AVAILABLE DATA -
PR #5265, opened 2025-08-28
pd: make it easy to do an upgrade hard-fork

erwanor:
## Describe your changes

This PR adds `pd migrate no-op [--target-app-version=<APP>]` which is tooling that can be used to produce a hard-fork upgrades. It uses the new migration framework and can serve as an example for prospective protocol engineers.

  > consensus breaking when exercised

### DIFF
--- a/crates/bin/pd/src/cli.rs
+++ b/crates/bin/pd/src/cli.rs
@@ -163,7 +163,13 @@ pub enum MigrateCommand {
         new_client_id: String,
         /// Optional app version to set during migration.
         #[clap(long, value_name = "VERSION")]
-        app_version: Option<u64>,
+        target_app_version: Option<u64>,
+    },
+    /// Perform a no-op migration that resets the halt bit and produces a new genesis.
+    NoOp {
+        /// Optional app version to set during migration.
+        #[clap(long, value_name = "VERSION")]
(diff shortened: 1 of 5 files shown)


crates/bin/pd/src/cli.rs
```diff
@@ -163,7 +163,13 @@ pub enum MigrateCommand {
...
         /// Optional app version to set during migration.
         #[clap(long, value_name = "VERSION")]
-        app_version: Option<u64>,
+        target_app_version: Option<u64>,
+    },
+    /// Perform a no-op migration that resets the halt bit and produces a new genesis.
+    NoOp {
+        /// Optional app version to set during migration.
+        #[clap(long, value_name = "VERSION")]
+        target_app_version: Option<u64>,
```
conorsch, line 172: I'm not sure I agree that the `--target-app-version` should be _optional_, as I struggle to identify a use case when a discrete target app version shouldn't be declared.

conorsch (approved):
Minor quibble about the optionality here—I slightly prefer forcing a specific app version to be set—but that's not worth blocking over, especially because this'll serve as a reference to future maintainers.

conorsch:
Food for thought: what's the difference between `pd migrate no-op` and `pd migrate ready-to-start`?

* * *

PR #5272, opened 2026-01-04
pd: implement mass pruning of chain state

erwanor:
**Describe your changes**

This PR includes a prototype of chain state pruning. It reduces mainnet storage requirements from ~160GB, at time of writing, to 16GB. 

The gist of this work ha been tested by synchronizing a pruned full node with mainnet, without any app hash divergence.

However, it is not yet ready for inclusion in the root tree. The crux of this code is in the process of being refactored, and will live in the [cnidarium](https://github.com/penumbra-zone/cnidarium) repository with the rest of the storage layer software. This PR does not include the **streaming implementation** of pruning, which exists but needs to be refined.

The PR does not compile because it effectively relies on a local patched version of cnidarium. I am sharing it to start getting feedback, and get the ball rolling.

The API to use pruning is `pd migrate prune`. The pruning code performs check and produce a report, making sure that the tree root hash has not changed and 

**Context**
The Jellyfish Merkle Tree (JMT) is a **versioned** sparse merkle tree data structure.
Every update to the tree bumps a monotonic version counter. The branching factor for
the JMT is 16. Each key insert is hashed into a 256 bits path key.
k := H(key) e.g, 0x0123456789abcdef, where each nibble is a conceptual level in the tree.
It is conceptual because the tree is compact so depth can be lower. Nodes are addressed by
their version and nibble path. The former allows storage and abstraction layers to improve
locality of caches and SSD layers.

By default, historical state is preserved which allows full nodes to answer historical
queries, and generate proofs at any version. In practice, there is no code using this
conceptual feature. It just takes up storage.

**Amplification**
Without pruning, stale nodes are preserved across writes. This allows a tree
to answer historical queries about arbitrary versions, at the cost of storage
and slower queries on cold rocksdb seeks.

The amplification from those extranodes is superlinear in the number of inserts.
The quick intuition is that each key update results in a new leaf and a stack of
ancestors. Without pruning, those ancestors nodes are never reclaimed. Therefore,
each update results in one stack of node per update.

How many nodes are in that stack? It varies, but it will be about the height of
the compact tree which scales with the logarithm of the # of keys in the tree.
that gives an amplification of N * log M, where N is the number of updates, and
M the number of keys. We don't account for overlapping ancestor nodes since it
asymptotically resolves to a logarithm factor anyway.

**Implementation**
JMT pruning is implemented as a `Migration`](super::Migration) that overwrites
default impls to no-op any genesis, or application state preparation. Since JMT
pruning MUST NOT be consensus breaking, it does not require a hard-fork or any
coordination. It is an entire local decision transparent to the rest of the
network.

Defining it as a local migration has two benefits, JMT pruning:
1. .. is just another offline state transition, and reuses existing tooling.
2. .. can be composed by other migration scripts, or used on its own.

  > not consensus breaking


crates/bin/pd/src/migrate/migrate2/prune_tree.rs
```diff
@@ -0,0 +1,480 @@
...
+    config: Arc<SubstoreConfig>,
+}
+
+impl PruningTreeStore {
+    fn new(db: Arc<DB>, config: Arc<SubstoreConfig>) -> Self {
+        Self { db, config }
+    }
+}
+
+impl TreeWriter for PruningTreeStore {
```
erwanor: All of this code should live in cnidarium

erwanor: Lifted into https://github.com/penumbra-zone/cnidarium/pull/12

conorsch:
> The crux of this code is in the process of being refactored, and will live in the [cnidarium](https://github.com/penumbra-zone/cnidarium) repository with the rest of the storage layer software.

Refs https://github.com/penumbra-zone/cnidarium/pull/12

PROBLEM STATEMENT - Please find every line in the listing that holds the string "Describe" and copy it.

RESULT OF THE TASK -
## Describe your changes
**Describe your changes**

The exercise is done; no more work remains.